ACTIVITY: Give every line from the entries that contains "common".

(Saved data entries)
☆ ☆ ☆ ☆ ☆ ☆ ☆
PR #208, opened 2024-11-08
feat: add ability to localize common characters

dlockhart:
I had some trouble figuring out how best to integrate this, so definitely interested in feedback and other ideas.

The big downside to this approach is that every component that wires up to a localizer via the `LocalizeMixin` is going to have these "common" terms merged into their collection. That's why I needed to use the `intl-common` prefix on all their keys to avoid a potential collission.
☆ ☆ ☆ ☆ ☆ ☆ ☆
RESPONSE:
feat: add ability to localize common characters
The big downside to this approach is that every component that wires up to a localizer via the `LocalizeMixin` is going to have these "common" terms merged into their collection. That's why I needed to use the `intl-common` prefix on all their keys to avoid a potential collission.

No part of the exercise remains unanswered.